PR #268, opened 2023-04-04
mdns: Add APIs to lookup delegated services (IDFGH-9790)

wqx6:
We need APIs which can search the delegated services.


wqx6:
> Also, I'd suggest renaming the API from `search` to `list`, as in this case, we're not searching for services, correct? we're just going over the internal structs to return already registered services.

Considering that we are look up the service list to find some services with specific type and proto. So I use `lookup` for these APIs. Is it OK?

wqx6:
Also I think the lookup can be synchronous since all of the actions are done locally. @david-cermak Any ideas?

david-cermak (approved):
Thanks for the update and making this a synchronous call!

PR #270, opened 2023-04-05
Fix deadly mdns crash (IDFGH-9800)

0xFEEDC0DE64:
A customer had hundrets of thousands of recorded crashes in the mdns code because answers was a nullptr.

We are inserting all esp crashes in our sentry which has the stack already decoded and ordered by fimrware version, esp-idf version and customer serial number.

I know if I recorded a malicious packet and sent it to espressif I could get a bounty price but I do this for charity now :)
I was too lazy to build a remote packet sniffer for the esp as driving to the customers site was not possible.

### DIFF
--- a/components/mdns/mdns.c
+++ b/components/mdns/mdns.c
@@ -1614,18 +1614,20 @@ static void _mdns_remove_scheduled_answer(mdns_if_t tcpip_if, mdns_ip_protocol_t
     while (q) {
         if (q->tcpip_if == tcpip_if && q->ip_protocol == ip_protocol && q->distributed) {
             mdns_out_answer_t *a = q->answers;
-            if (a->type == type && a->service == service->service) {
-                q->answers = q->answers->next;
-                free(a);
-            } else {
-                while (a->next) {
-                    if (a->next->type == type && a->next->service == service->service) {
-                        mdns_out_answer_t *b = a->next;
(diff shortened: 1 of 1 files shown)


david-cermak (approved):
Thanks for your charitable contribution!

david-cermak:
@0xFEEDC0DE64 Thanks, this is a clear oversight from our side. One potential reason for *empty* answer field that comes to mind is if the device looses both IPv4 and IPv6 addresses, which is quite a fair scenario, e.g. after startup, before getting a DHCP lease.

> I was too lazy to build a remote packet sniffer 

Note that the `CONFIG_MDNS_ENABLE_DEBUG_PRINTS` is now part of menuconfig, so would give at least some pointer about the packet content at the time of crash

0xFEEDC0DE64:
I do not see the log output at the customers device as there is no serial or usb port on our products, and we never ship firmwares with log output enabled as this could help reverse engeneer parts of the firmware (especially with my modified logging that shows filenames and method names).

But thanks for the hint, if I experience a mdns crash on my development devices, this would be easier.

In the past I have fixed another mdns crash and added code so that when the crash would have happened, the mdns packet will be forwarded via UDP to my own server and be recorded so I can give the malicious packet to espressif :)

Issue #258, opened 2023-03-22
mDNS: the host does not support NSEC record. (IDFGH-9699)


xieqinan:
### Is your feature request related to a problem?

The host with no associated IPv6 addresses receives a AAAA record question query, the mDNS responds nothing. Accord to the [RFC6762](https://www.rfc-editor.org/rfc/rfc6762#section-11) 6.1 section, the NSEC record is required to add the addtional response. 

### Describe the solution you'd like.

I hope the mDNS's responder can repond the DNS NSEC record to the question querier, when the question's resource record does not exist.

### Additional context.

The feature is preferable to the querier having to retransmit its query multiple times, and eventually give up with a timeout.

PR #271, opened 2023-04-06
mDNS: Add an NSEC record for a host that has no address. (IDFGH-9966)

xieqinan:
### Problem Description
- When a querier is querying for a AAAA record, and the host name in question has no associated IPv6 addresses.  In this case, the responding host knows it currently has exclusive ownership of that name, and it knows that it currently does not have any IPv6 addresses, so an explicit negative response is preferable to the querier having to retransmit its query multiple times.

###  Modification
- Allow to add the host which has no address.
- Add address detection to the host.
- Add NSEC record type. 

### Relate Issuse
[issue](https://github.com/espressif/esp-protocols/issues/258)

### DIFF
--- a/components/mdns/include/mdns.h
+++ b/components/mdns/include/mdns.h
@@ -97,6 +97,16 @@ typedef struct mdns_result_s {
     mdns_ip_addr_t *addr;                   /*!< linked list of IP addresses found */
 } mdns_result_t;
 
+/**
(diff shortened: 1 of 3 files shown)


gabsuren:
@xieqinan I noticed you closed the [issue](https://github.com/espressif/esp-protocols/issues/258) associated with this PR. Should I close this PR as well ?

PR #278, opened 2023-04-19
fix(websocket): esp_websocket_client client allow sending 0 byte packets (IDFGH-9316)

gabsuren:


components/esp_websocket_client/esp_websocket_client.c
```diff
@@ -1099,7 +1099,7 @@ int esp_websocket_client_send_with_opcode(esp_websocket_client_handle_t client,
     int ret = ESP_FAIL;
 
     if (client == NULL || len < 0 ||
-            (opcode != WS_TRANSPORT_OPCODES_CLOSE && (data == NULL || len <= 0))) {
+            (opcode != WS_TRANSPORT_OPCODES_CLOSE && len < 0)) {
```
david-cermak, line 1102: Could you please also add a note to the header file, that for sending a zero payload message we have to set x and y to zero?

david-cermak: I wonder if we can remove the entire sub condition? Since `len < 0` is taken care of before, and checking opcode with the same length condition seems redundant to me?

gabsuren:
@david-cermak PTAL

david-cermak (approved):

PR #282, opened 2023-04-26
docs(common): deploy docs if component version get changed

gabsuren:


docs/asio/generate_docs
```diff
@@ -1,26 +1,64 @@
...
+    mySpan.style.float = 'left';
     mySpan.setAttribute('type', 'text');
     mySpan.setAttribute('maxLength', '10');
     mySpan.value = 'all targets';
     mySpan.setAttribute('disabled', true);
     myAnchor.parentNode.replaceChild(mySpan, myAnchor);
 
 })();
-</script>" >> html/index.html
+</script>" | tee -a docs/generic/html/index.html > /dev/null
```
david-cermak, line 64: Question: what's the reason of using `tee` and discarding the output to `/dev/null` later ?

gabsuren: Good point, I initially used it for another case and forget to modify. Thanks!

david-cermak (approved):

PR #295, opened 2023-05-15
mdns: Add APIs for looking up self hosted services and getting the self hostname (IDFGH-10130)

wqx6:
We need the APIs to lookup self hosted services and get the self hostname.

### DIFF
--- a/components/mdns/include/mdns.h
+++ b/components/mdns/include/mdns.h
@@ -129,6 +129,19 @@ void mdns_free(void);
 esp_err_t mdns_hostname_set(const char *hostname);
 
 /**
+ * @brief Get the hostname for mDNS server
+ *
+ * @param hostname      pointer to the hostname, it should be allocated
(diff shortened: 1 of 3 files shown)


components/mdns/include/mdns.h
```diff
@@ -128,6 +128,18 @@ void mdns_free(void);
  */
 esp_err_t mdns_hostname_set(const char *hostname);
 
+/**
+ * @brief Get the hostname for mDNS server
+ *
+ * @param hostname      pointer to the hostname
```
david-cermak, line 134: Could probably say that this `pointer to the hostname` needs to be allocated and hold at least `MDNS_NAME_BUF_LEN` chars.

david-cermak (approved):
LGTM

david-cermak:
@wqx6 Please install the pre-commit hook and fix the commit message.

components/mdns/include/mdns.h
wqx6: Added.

****************************************

Your assignment
Work out how many lines of the material contain the word "void" and answer with that number only.

Written response
3